The data retention policies for users who leave the platform is set to 30 days
by GDPR, which requires the data to be deleted and expunged by the storage
system in ways in which normal users cannot recover - or in another way, the
data needs to "offline".

This is not actually that "all data older than 30 days is thrown away", but
that "all data for users who have deleted their accounts need to be deleted
from the start of their account creation, 30 days after they say forget-me".

Kafka (or Pulsar or Pravega) or any of the other immutable commit log
implementations make forgetting a small slice of data from a large set a
complicated and nearly impossible task to accomplish.

You can accomplish some part of this with log compaction assuming you have a
definite primary key for all updates (i.e the log needs to be partitioned on a
key to do compaction along that key). If there's a way I could declare a
primary key as a device+event_timestamp+metric, but delete by a user_id
column, let me know and I'll be happy to find out how to do it.

However in its original form, Kafka is still very useful.

Being able to hold data in Kafka in those periods of time is extremely
valuable and naturally lets the system lose part of its state with the ability
to replay itself back into the same state from a saved checkpoint.

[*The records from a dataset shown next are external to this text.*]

PR #1733, opened 2023-06-09
 Merge LAd 4.1.10 release branch into master to baseline master

NarineM:
Lad 4.0 release main branch: https://github.com/Azure/azure-linux-extensions/tree/release/lad4.0
Last LAD 4 release 4.1.10 tag: https://github.com/Azure/azure-linux-extensions/releases/tag/lad-4.1.10
 LAd 4.1.10 release branch codebase: https://github.com/Azure/azure-linux-extensions/tree/narinem-lad-4.1.10

### DIFF
--- a/Diagnostic/HandlerManifest.json
+++ b/Diagnostic/HandlerManifest.json
@@ -2,11 +2,11 @@
   {
     "version": 1.0,
     "handlerManifest": {
-      "installCommand": "./shim.sh -install",
-      "uninstallCommand": "./shim.sh -uninstall",
-      "updateCommand": "./shim.sh -update",
-      "enableCommand": "./shim.sh -enable",
-      "disableCommand": "./shim.sh -disable",
+      "disableCommand": "shim.sh -disable",
+      "enableCommand": "shim.sh -enable",
+      "installCommand": "shim.sh -install",
+      "uninstallCommand": "shim.sh -uninstall",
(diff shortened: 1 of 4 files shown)


AaronRM:
[LAD 4 requires with Python 2](https://learn.microsoft.com/en-us/azure/virtual-machines/extensions/diagnostics-linux?tabs=azcli#prerequisites), so not clear we should be including Python 3 as a fallback in shim.sh. Check with @simathih who [made the changes in master](#1447) whether we should be keeping the Python 3 fallback.

AaronRM (approved):

NarineM:
I see latest commit from Henry (July 20220) changing shim to only allow python2 : https://github.com/Azure/azure-linux-extensions/commit/e9ec1e59b2e973cbfae984993ef9a370e062e51e#diff-db8ac4ee7c5c68c2099db90a6de2f18c06eae2217541914ad5ab4ee335efb16e
Note that this is what ships in Lad 4 releases.

 2 years older commit by Sidd for python 3 was merged with this commit: https://github.com/Azure/azure-linux-extensions/commit/062212a7b3cb24b663c9c3bd143a937555b788ca

Given the dates of these commits and the fact that we know about python 2 dependency from ICMs, I think we should keep Henry's change (same change also in this PR).
@simathih @hestolz  please let me know otherwise.

simathih (approved):

PR #1734, opened 2023-06-09
Support Arc-Enabled Servers proxy configuration file

simathih:
per https://msazure.visualstudio.com/One/_wiki/wikis/One.wiki/233012/VM-Extension-Authoring-for-Arc?anchor=4.-proxy-support


AzureMonitorAgent/agent.py
```diff
@@ -697,7 +698,20 @@ def handle_mcs_config(public_settings, protected_settings, default_configs):
...
+    # is this Arc? If so, check for proxy     
+    if os.path.isfile(ArcSettingsFile):
+        f = open(ArcSettingsFile, "r")
+        data = f.read()
+
+        if (data != ''):
+            json_data = json.loads(data)
+            if "proxy.url" in json_data:
+                url = json_data["proxy.url"]
+                if url != '':
```
NarineM, line 711: Need error handling when json_data is null: 
if json_data is not None and "proxy.url" in json_data:

and error handling when proxy.url is specified but empty or invalid similar to line#698. If ignoring invalid url is intentional we would not need error handling but we will likely need it to be logged

simathih: yeah, the only validation we do is to check if its non-empty, cx has to ensure config is correct

NarineM (approved):

PR #1736, opened 2023-06-23
Fix az_resource_id for flexible VMSS

simathih:


LAD-AMA-Common/telegraf_utils/telegraf_config_handler.py
```diff
@@ -750,6 +750,13 @@ def handle_config(config_data, me_url, mdsd_url, is_lad):
     if "virtualMachineScaleSets" in az_resource_id: 
         az_resource_id = "/".join(az_resource_id.split("/")[:-2])
 
+    virtual_machine_name = ""
```
NarineM, line 753: Can you add similar to previous section comment that this is needed specifically for ME ? and what ME expect the id to be in case of flexible after parsing? Example of resource id after parsing that ME can handle

LAD-AMA-Common/telegraf_utils/telegraf_config_handler.py
```diff
@@ -750,6 +750,13 @@ def handle_config(config_data, me_url, mdsd_url, is_lad):
     if "virtualMachineScaleSets" in az_resource_id:
```
NarineM, line 750: I think this comment needs to be changed, it gives impression it is about vmss id, but should have been vmss instance resource id or examples are wrong:
...... If the instance is VMSS then trim the last two values from the resource id ie - "/virtualMachines/0"
   Since ME expects the resource id in a particular format. For egs -
    IMDS returned ID - /subscriptions/<sub-id>/resourceGroups/<rg_name>/providers/Microsoft.Compute/virtualMachineScaleSets/<VMSSName>/virtualMachines/0
  ME expected ID- /subscriptions/<sub-id>/resourceGroups/<rg_name>/providers/Microsoft.Compute/virtualMachineScaleSets/<VMSSName>......................
    
 VMSS resource ID only is formatted to contain VMSS name, when VMSS instance resource ID is the VMSS child instance ID, which has /0/ ending depending on the instance name. Is ME only taking VMSS ID ? if yes, why we require setting for LAD to point to VMSS instance resource ID which contains /0/ at the end and not directly VMSS ID?

NarineM (changes requested):

LAD-AMA-Common/telegraf_utils/telegraf_config_handler.py
simathih: updated the comments

NarineM (approved):

PR #1750, opened 2023-07-06
Using Boolean True instead of true

### LINKED ISSUE #1749: Azure Monitor Agent Linux failing to install 1.27.2
A recent change created an issue with the agent on linux. This should be:
`if "auth" in public_settings.get("proxy") and public_settings.get("proxy").get("auth") == True:` and not `if "auth" in public_settings.get("proxy") and public_settings.get("proxy").get("auth") == true:`

Here is the error:

```
2023/07/06 16:45:20 ERROR:    if "auth" in public_settings.get("proxy") and public_settings.get("proxy").get("auth") == true:
2023/07/06 16:45:20 ERROR:NameError: name 'true' is not defined
```

https://github.com/Azure/azure-linux-extensions/blob/ac28d63cfa7991559563ee9fa228f527079240c2/AzureMonitorAgent/agent.py#L692C96-L692C101

Introduced by: https://github.com/Azure/azure-linux-extensions/pull/1732

lacj01-od:
Fixed typo in Boolean value: The lowercase *true* is not a valid identifier in python. This will use the proper *True* instead.

Fixes #1749

### DIFF
--- a/AzureMonitorAgent/agent.py
+++ b/AzureMonitorAgent/agent.py
@@ -689,7 +689,7 @@ def handle_mcs_config(public_settings, protected_settings, default_configs):
         else:
             log_and_exit("Enable", MissingorInvalidParameterErrorCode, 'Parameter "address" is required in proxy public setting')
 
-        if "auth" in public_settings.get("proxy") and public_settings.get("proxy").get("auth") == true:
+        if "auth" in public_settings.get("proxy") and public_settings.get("proxy").get("auth") == True:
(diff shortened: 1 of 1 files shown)


simathih (approved):

kaovd:
Hi - I just hit this issue in prod - as someone who hasn't had insight into how this repository and release trains work, while I don't mean to bug is there an ETA when is this going to come downstream? 1.27.2 is still currently the latest.
@simathih

simathih:
we will start rollout of 1.27.3 this week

If you store 7+ days of Kafka data and flush the newly arrived data-set into a
persistent, but mutable columnar store every day & maintain the
partition/offsets on commit, then you can recover from a complete loss of the
mutable store's in-memory data by replaying the log from where you left off.

The row-major nature of its storage still hurts though if you plan to do all
your analysis off it directly, because you'll burn through the disk bandwidth
for no good reason.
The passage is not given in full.